- Nagla Bhai Khan Location in Uttar Pradesh, India
- Coordinates: 27°05′30″N 78°48′59″E﻿ / ﻿27.09155°N 78.81642°E
- Country: India
- State: Uttar Pradesh
- District: Mainpuri
- Tehsil: Karhal

Area
- • Total: 0.534 km^{2} (0.206 sq mi)

Population (2011)
- • Total: 332
- • Density: 622/km^{2} (1,610/sq mi)
- Time zone: UTC+5:30 (IST)

= Nagla Bhai Khan =

Village in Uttar Pradesh, India

Nagla Bhai Khan is a village in Barnahal block of Mainpuri district, Uttar Pradesh. As of 2011, it has a population of 332, in 61 households.

== Demographics ==
As of 2011, Nagla Bhai Khan had a population of 332, in 61 households. This population was 54.1% male (991) and 45.8% female (839).

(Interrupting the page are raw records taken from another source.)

Issue #119, opened 2026-06-26
grade_normalized parity: mirror normalize_grade() in the streaming ingest worker — da#153 item #4


parametrization:
**Owner decision (2026-06-26, P7W20 retro of da#153): file the cross-repo parity follow-up.**

`noorinalabs-data-acquisition` PR #150 added `normalize_grade()` + the `grade_normalized` property on the **batch** load path (`src/graph/load_nodes.py`). The Kafka streaming worker here (`workers/ingest`) must mirror the same normalization so the batch and streaming paths converge on identical `grade_normalized` values.

**Work:** apply the same `normalize_grade()` logic in the streaming ingest worker. This is the parity change; the data-acquisition batch path is already correct.

Provenance: cross-repo follow-up from noorinalabs-data-acquisition#153 / ADR-004 item #4. Meta: noorinalabs-main#723.

parametrization:
Resolved by PR #121 (merged to the P8W24 wave branch `deployments/phase-8/wave-24`). `grade_normalized` now mirrors the canonical `normalize_grade()` in the streaming normalize worker on both the Hadith and Grading nodes, with parity tests pinning streaming == batch == canonical. Reviewed + approved by Petra Vidović and Tomás Carvalho; drift-safe once the ig sibling (ig#1168) landed. Closing manually — wave-branch merges do not auto-close.

PR #121, opened 2026-07-06
tech-debt(ip#119): grade_normalized parity — mirror normalize_grade() in the streaming path

parametrization:
Part of #119 (da#153 ADR-004 item #4; meta noorinalabs-main#723).

## Problem — parity gap was REAL at wave-branch HEAD
The batch load path (`noorinalabs-data-acquisition/src/graph/load_nodes.py`, added by da#150) writes `grade_normalized = normalize_grade(grade)` on **both** the Hadith node and the Grading node. The Kafka streaming path did **not**: `workers/normalize/processor.py` emitted only the raw `grade`, and `workers/ingest/schema.py`'s allow-list did not permit `grade_normalized` — so a streamed load and a batch load of the same hadith diverged on that field.

## Fix — close it end-to-end in the streaming path
- **`src/utils/grade.py`** (new) — verbatim mirror of the batch `normalize_grade()`, wired to this repo's own `HadithGrade` enum and `normalize_arabic`. Verified value-equivalent to data-acquisition's: both `normalize_arabic` implementations produce identical output on every grade needle (صحيح/حسن/ضعيف/موضوع/li-ghayrihi/voweled forms), and the two `HadithGrade` enums are byte-identical.
- **`workers/normalize/processor.py`** — emit `grade_normalized` on the Hadith node (always — an absent grade normalizes to `"unknown"`, matching the batch node) and on the Grading node (only when a grade is present).
- **`workers/ingest/schema.py`** — allow-list `grade_normalized` on `Hadith` + `Grading` so the emitted value survives ingest instead of being silently dropped.
- Regenerated `ontology/structural/` for the new module.

## Tests (workers suite, no Docker: `ENVIRONMENT=test make test-workers`)
- **`test_grade_normalized_mirrors_batch_normalize_grade`** — proves parity: for English / bare Arabic / voweled Arabic / li-ghayrihi qualifier / unrecognised / missing grade, the streaming `grade_normalized` equals both `normalize_grade(raw)` and a pinned canonical value, on Hadith and Grading nodes.
- **`test_grade_normalized_is_landing_eligible_at_ingest`** — guards the ingest allow-list so a future edit can't silently re-open the gap.
- Extended `test_fan_out_produces_expected_per_label_counts`.

## Cross-repo follow-up REQUIRED (does not block this PR's CI)
`grade_normalized` is ingest-only, exactly like `grade` already is (the isnad-graph model exposes only `grade_composite`). isnad-graph's `schema-drift.yml` gate will flag `grade_normalized` as a phantom ingest field on its next PR in this wave window until a sibling entry is added to `noorinalabs-isnad-graph/scripts/ingest-extras.yaml` under `nodes.Hadith` **and** `nodes.Grading` (category `permanent`, anchored to ADR-005), mirroring the existing `grade` entry. This is a designed convergence window (the gate resolves to the matching wave branch); flagging for sequencing.

TechDebt: none


parametrization:
Requestor: Tomás Carvalho
Requestee: Imelda Santos
RequestOrReplied: Approved

**Review: Tests genuinely prove batch⇄streaming grade_normalized parity across the requested matrix on both node labels; full workers suite green at HEAD.**
Must-fix: None
TechDebt: No concrete pinned case for the HASAN / HASAN_LI_GHAYRIHI / MAWDU enum values (incl. the mawdu English "fabricat" needle). Every rule *shape* is exercised (bare grade, li-ghayrihi ordering, Arabic normalization, English synonym, unknown fallback, missing) so parity risk is low — worth a follow-up to pin the hasan-family/mawdu rows.

QA notes (not blockers):
- Matrix coverage confirmed: English (`sahih`, `da'if`→daif), bare Arabic (`صحيح`, `ضعيف`), voweled Arabic (`صَحِيحٌ`), li-ghayrihi qualifier (`صحيح لغيره`→sahih_li_ghayrihi, ordered before bare sahih), unrecognised (`totally made up`→unknown), and missing (`None`→unknown).
- Both labels covered: each case asserts the Hadith node's grade_normalized; when a grade is present it also asserts the Grading node's value, and asserts NO Grading node when grade is absent.
- Strong assertion form: `streaming == normalize_grade(raw) == pinned canonical value` — the pinned leg is the real parity anchor (a true cross-repo compare against da's function isn't feasible in this repo; pinning is the correct substitute) and catches drift in either copy. Verified pinned values against HadithGrade at HEAD.
- Ingest allow-list is guarded: `test_grade_normalized_is_landing_eligible_at_ingest` asserts the key is present in NODE_PROPERTY_MAP for both Hadith and Grading, so a future schema tightening can't silently re-open the gap.
- Ran the suite: `ENVIRONMENT=test` pytest in a detached worktree at head 7f2463c — 3 targeted tests pass; full `tests/workers/` = 93 passed, 1 skipped.
- isnad-graph schema-drift convergence (ig#1168) noted as out-of-scope, not flagged.

parametrization:
Requestor: Petra Vidović
Requestee: Imelda Santos
RequestOrReplied: Approved

**Review: grade.py is a verified value-equivalent mirror of the canonical normalize_grade — parity holds on every recognized grade form.**
Must-fix: None
TechDebt: ip src/utils/arabic.py has not absorbed da#271 strip_format_marks, so a raw grade carrying an embedded (mid-token) bidi/zero-width mark diverges (batch normalizes to the real grade, stream falls to unknown); recommend a follow-up to port strip_format_marks into the streaming normalize path (also benefits narrator names).

Verification (executed both normalize_arabic impls against the grade needles and inputs, not read from PR body):
- Needles byte-identical across both repos for all six families (sahih li-ghayrihi / hasan li-ghayrihi / mawdu / daif / sahih / hasan). The grade.py code body is byte-identical to noorinalabs-data-acquisition/src/utils/grade.py; only the docstring adds an ip#119 parity note.
- Both HadithGrade StrEnums have identical members and values (7 each).
- Every recognized form converges: English (sahih/weak/authentic/good/mawdu/fabricated), bare Arabic, voweled Arabic, the li-ghayrihi qualifier beating bare sahih, an unrecognised value, and a missing grade all yield the same grade_normalized as the batch path. Absent-grade to unknown matches; qualifier precedence matches.
- Ingest allow-list confirmed: grade_normalized is added to both the Hadith block and the Grading block of NODE_PROPERTY_MAP, so the value is not silently dropped at ingest; the landing-eligibility test pins both labels.
- The isnad-graph schema-drift (grade_normalized is ingest-only) is tracked separately as ig#1168 — expected convergence, not flagged here.

The only divergence between the two paths is the embedded-format-mark edge above, which stems from a pre-existing difference in the shared normalize_arabic dependency, not from the grade mirror itself. Substring matching already tolerates leading and trailing marks (verified identical). Grade is a small controlled-vocabulary field, so the embedded-mark case is low-probability; tracking it as TechDebt rather than blocking the parity close.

The 0-6 age group numbered 283 (142 male and 141 female), or 15.5% of the total population. 597 residents were members of Scheduled Castes, or 32.6% of the total.

The 1961 census recorded Nagla Bhai Khan as comprising 1 hamlet, with a total population of 207 people (110 male and 97 female), in 28 households and 28 physical houses. The area of the village was given as 1,430 acres.

== Infrastructure ==
As of 2011, Nagla Bhai Khan had 1 primary school; it did not have any kind of healthcare facility. Drinking water was provided by hand pump and tube well; there were no public toilets. The village had a post office, as well as at least some access to electricity for all purposes. There was no public library. Streets were made of a mix of both kachcha and pakka materials.